(Stored items)
◇ ◇ ◇ ◇ ◇

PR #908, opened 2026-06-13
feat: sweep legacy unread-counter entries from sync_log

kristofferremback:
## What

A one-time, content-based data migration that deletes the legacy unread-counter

◇ ◇ ◇ ◇ ◇

▸ **Exercise**: Scan the lines above for the word "legacy" and copy every one where it occurs.

▸ **Reply**:
feat: sweep legacy unread-counter entries from sync_log
A one-time, content-based data migration that deletes the legacy unread-counter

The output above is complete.